Across the Universe è una canzone dei Beatles pubblicata per la prima volta in No One's Gonna Change Our World, una raccolta con fini di beneficenza di artisti vari uscita nel dicembre 1969. La canzone fu poi modificata e uscì nell'album della band di Liverpool, Let It Be.

In una notte del 1967, la frase "words are flowing out like endless rain into a paper cup" (in italiano: le parole scivolano via come pioggia infinita in una tazza di carta) venne in mente a John Lennon dopo aver ascoltato sua moglie Cynthia che, secondo lo stesso Lennon, la faceva molto lunga parlando di qualcosa. Più tardi, dopo che fu andata a letto a Lennon sembrò di risentire a lungo le parole della moglie "scorrere in un flusso senza fine". John scese al piano di sotto e trasformò le sue sensazioni in una sorta di canzone cosmica. Iniziò a scrivere la base della canzone e quando ebbe finito andò a letto e se ne dimenticò.
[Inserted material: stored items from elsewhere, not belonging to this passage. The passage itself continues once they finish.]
PR #453, opened 2026-09-04
ci: own the PR gate in one script

metaphorics:
Closes #171. Third of three stacked PRs. Base is #447.

## Why

The PR gate commands were copied across `ci.yml`, `CONTRIBUTING.md`, and `.pre-commit-config.yaml`, and they had already drifted (local `cargo clippy --workspace` pulls kernel; pre-commit ran the full-node C++ surface). `deny-full` on main repeated the PR deny graph.

## What this PR does

- Add `scripts/ci-pr.sh` as the single owner of `fmt` / `clippy` / `test` / `deny`
- CI `fmt`, `deny`, and `rust` jobs invoke the script (deny installs `cargo-deny`, then runs the script — no second feature list)
- `CONTRIBUTING.md` and pre-commit call the same script (local hooks are now the kernel-free PR gate, not the C++ full-node lane)
- Drop `deny-full` from `main.yml`
- Point the kernel-oracle local command at the tests `main.yml` actually runs

## Cache

After the first two PRs, the PR rust graph compiles once with `Swatinem/rust-cache`. sccache is not added: a second compiler wrapper does not pay for a single remaining compile job, and main's jobs use incompatible feature sets (kernel vs not, stable vs nightly) so a shared sccache would thrash.

## Stack

1. #445 → `main` — cut expensive PR lanes
2. #447 → #445 — one Rust compile graph
3. **This PR** → #447 — script owner, drop duplicated deny

<div><a href="https://cursor.com/agents/bc-88ed6820-8862-48d2-b86e-59b67748566e?cursor_ref=pr_footer&cursor_cta=open_in_web"><picture><source media="(prefers-color-scheme: dark)" srcset="https://cursor.com/assets/images/open-in-web-dark.png"><source media="(prefers-color-scheme: light)" srcset="https://cursor.com/assets/images/open-in-web-light.png">Open in Web</picture></a>&nbsp;<a href="https://cursor.com/background-agent?bcId=bc-88ed6820-8862-48d2-b86e-59b67748566e&cursor_ref=pr_footer&cursor_cta=open_in_cursor"><picture><source media="(prefers-color-scheme: dark)" srcset="https://cursor.com/assets/images/open-in-cursor-dark.png"><source media="(prefers-color-scheme: light)" srcset="https://cursor.com/assets/images/open-in-cursor-light.png">Open in Cursor</picture></a>&nbsp;</div>

PR #447, opened 2026-09-04
ci: compile the PR rust gate once

metaphorics:
Part of #171. Second of three stacked PRs. Base is #445.

## Why

After #445 the PR gate still compiled the kernel-free graph twice: `clippy` and `test` each spun a runner, restored rust-cache, and built the workspace. That is the remaining duplicate work the issue called out.

## What this PR does

- Merge `clippy` and `test` into one `rust` job (clippy first, then tests)
- Keep `fmt` and `deny` parallel — they do not compile the workspace
- One rust-cache restore per PR

## Required checks

Replace `clippy` and `test` with `rust`. The PR jobs are now `fmt`, `deny`, `rust`.

## Stack

1. #445 → `main` — cut expensive PR lanes
2. **This PR** → #445 — one Rust compile graph
3. #453 → this branch — script owner, drop `deny-full`

<div><a href="https://cursor.com/agents/bc-88ed6820-8862-48d2-b86e-59b67748566e?cursor_ref=pr_footer&cursor_cta=open_in_web"><picture><source media="(prefers-color-scheme: dark)" srcset="https://cursor.com/assets/images/open-in-web-dark.png"><source media="(prefers-color-scheme: light)" srcset="https://cursor.com/assets/images/open-in-web-light.png">Open in Web</picture></a>&nbsp;<a href="https://cursor.com/background-agent?bcId=bc-88ed6820-8862-48d2-b86e-59b67748566e&cursor_ref=pr_footer&cursor_cta=open_in_cursor"><picture><source media="(prefers-color-scheme: dark)" srcset="https://cursor.com/assets/images/open-in-cursor-dark.png"><source media="(prefers-color-scheme: light)" srcset="https://cursor.com/assets/images/open-in-cursor-light.png">Open in Cursor</picture></a>&nbsp;</div>

PR #445, opened 2026-09-04
ci: cut PR gate to fmt, deny, clippy, and tests

metaphorics:
Part of #171. First of three stacked PRs.

## Why

A recent successful `main` `ci.yml` run spent **~16 minutes** on `bench-smoke` (cmake + libboost + kernel) and extra minutes compiling the full-backend test surface. That is the opposite of a fast edit → push → feedback loop.

## What this PR does

The required PR jobs are now exactly the issue’s gate:

- `fmt`
- `deny` (full graph, metadata only — no C++ toolchain)
- `clippy` (kernel-free, `--all-targets`)
- `test` (kernel-free workspace tests)

Moved off PRs onto `main.yml`:

- `bench-smoke` (already existed on main; the PR copy also compiled kernel)
- `comparator-tests`
- portable full-backend tests (`rocksdb,fjall,redb,mdbx`) and isolated `bitcoin-rs-rpc --no-default-features`

Also sets `permissions: contents: read` on both workflows (the review note from closed #244).

## Required checks

If branch protection still requires `bench-smoke` or `comparator-tests` on pull requests, drop those names. The remaining PR jobs are `fmt`, `deny`, `clippy`, `test`.

## Stack

1. **This PR** → `main` — cut expensive PR lanes
2. #447 → this branch — one Rust compile graph
3. #453 → #447 — script owner, drop duplicated `deny-full`

Does not close #171 until the stack lands.

<div><a href="https://cursor.com/agents/bc-88ed6820-8862-48d2-b86e-59b67748566e?cursor_ref=pr_footer&cursor_cta=open_in_web"><picture><source media="(prefers-color-scheme: dark)" srcset="https://cursor.com/assets/images/open-in-web-dark.png"><source media="(prefers-color-scheme: light)" srcset="https://cursor.com/assets/images/open-in-web-light.png">Open in Web</picture></a>&nbsp;<a href="https://cursor.com/background-agent?bcId=bc-88ed6820-8862-48d2-b86e-59b67748566e&cursor_ref=pr_footer&cursor_cta=open_in_cursor"><picture><source media="(prefers-color-scheme: dark)" srcset="https://cursor.com/assets/images/open-in-cursor-dark.png"><source media="(prefers-color-scheme: light)" srcset="https://cursor.com/assets/images/open-in-cursor-light.png">Open in Cursor</picture></a>&nbsp;</div>

PR #877, opened 2026-09-10
ci: own the PR gate in one script and one compile graph

### LINKED ISSUE #171: ci: reduce PR validation cost

gosunuts:
## Summary

Consolidates the CI-gate stack **#445 → #447 → #453** (open and conflicted since
2026-09-04) into one PR re-derived against current main, and repairs the
workspace breakage the 2026-09-10 merge storm landed without a green gate.
Closes #171. Supersedes #445, #447, #453.

## Why one PR instead of rebasing the stack

The three stacked PRs went idle on 2026-09-04 with green CI but no reviewer,
while main absorbed ~400 commits. #445 is `mergeable: false / DIRTY` today, and
#447/#453 sit on top of it. Rebasing the chain serializes three conflict
resolutions against a CI surface that itself moved (+279 lines in `ci.yml`
since the stack was authored). Re-deriving the intent against current main is
one review instead of three stale ones.

### Commit 1 — repair the workspace (`fix:`)

Main's `ci` workflow was red on every job except `deny`/`comparator-tests`
(run 34469920669): a hand-edited `Cargo.lock` carried a **`bitcoin-rs-mempool`
self-dependency**, so every `cargo --locked` invocation died before compiling —
which masked everything below it. Fixed, each verified by the gate itself:

- `Cargo.lock`: drop the corrupt self-dependency entry.
- `consensus`: `block_witness_commitment_matches` referenced a `coinbase`
  binding that did not exist in scope — the crate did not compile on main.
- `p2p`: `wire_len` encoded envelopes into `std::io::sink()` via bitcoin's
  `Encodable` (wrong `Write` trait, unconvertible error); now uses the
  `encode::serialize` pattern the same file already uses.
- `node`: vestigial never-looping `loop` in `invalidate_block`; commented-out
  mutation loop in `chainstate_journal::encode_record`; unguarded Vec-write
  `expect`s; unused `serde::Deserialize` import.
- Reference identity: `version_output` pinned a line the real binary does not
  print. The pinned bitcoind 31.1 prints a trailing program name
  (`… version v31.1.0 bitcoind` — observed in run 34469920669's fixture
  provisioning). Grounded the manifest, the docs projection, the fixture
  provenance check, and the test expectation in the observed output, and
  re-audited `RELEASE_CUSTODY_SHA256` (formula verified by reproducing the
  previous digest first). Local provisioning now passes end-to-end.
- Test repairs: `corpus_rejects_stale_fixture_after_reference_changes` loaded
  the corpus with the *unedited* release (`&reference.release` instead of
  `&edited`), so it could never fail; `mempool_writer_source_scan_passes`
  needed the block-apply eviction site (`apply.rs` → `handles.mempool_gateway`)
  registered in `AUTHORIZED_GATEWAY_CALLS` per the scan's own review mechanism.
- clippy 1.98.0 conformance and rustfmt across the storm's files.

### Commit 2 — own the PR gate in one script and one compile graph (`ci:`)

- **`scripts/ci-pr.sh` is the single owner** of `fmt` / `clippy` / `test` /
  `deny` commands. CI, pre-commit, and CONTRIBUTING all invoke it. The
  pre-commit config had already drifted (it still referenced the removed
  `mdbx` backend) and its full-node hooks pulled the C++ kernel into every
  local commit.
- **PR gate = `fmt` + `deny` + `rust`** (8 jobs → 3). `rust` compiles the
  kernel-free graph once: three clippy profiles, then five test profiles.
  Profiles run independently inside the script (accumulate, report all), so
  one failure does not hide later diagnostics — preserving the per-step
  `if:` conditions the old jobs had.
- **Deep lanes move to `main.yml`**: bench smoke (kernel C++, witness
  activation, SegWit-v0 oracle — unioned with the portable bench compiles),
  MSRV, native-script evidence, comparator corpus. `deny-full` is dropped;
  `ci.yml` runs the identical full-graph deny on every main push.
- Both workflows get explicit `permissions: contents: read`.

## Verification

- `./scripts/ci-pr.sh fmt` — pass.
- `./scripts/ci-pr.sh clippy` — 3/3 profiles pass (each fix above was caught
  and re-verified by this gate locally).
- `./scripts/ci-pr.sh test` — all 5 profiles (fixtures provisioned and
  verified against the pinned bitcoind locally, including the version-line
  check this PR repairs).
- `bash scripts/provision-ci-reference-fixtures.sh` — pass (downloads,
  sha256-verify, version probe).

- The formal solver run (g20, up to 1h x 6 models) is **main-only**: the
  workspace test profile now skips `all_model_specs_check_with_apalache`
  exactly like the binary profile already did, and main.yml's unfiltered
  full-node tests own the proof. Without this, every PR spends hours in the
  model checker -- the opposite of #171's shortest-useful-signal goal.

## Reviewer notes

- The blast radius of commit 1 is large in file count but each hunk is
  mechanical; the interesting judgment calls are (a) grounding
  `version_output` in the observed binary output (custody fingerprint
  re-audit) and (b) registering the block-apply mempool eviction in the
  ownership scan's audit table. Both follow the contract's own escape hatch.
- If you would rather keep `msrv`/`native-script`/`comparator-tests` on PRs,
  that is a one-line revert per job — the script ownership and single compile
  graph are independent of lane placement.


metaphorics:
qodo resolve merge conflicts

Al mattino, Lennon trovò il foglio scritto la sera prima e lo mise al piano dove iniziò a suonare e a trovare i toni giusti per far combaciare le parole. Il sapore della canzone era fortemente influenzato dal fugace interesse di Lennon e dei Beatles per la meditazione trascendentale fra il 1967 e il 1968. In base a questa passione aggiunse al testo il mantra "Jai guru deva om", che dà il via al ritornello. La frase in sanscrito è un frammento di testo sacro che può avere molte interpretazioni, ma è vagamente tradotta come "saluti al Guru" con in aggiunta la sillaba sacra dell'induismo Om (ॐ).

La struttura del testo è lineare: tre ripetizioni di una unità formata da un verso il verso "Jai guru deva om", e il verso "Nothing's gonna change my world" ripetuto quattro volte. Il testo è basato molto su immagini visive, con materializzazione di concetti astratti. La frase del titolo "across the universe" compare a intervalli nei versi finali, apparendo sempre come una struttura slegata dal resto, sopraelevata, melodicamente irrisolta.

In una sua intervista del 1970 con il Rolling Stone Magazine, John Lennon giudicò la canzone come forse il migliore e più poetico testo che avesse mai scritto.

La canzone, dopo la prima pubblicazione nella compilation No One's gonna change our world del dicembre 1969, venne successivamente inserita per la prima volta in un album dei Beatles nel controverso album Let It Be del 1970, l'ultimo prima dello scioglimento del gruppo. Questo fatto accadde perché Lennon non sembrò soddisfatto delle registrazioni fino a quel momento effettuate e perciò ripropose la canzone durante le sedute di registrazione immortalate dalle telecamere e trasmesse dal film Let It Be.

Nel 2003 uscì l'album Let It Be... Naked, con le canzoni prive del sontuoso (e a volte eccessivo) arrangiamento inserito in fase di post produzione da Phil Spector, che all'epoca aveva irritato parecchio alcuni membri del gruppo, soprattutto Paul. In Let it Be... Naked possiamo quindi ascoltare Across the Universe come originariamente incisa da Lennon, e si scopre che era suonata solo da lui e George Harrison, che nello sfondo pizzicava il sitar.

Il 4 febbraio 2008, alle 19:00 (orario della costa orientale degli U.S.A. Alle 01:00 del 5 febbraio ora italiana), la NASA ha trasmesso via radio "Across The Universe" in direzione della Stella Polare, a 431 anni luce di distanza, per festeggiare il quarantesimo anniversario della canzone, il quarantacinquesimo anniversario del Deep Space Network, e i cinquant'anni della NASA. L'idea è nata dallo storico dei Beatles Martin Lewis, che ha invitato tutti i fan della band ad ascoltare il brano contemporaneamente al suo lancio verso la stella, da ogni parte del mondo così da creare una sorta di "flusso armonico planetario". Inoltre questa data è stata dichiarata "Across the Universe Day": il giorno in cui per la prima volta una canzone è stata trasmessa nello spazio profondo. L'evento è stato approvato da Paul McCartney, Yoko Ono, e Apple Records.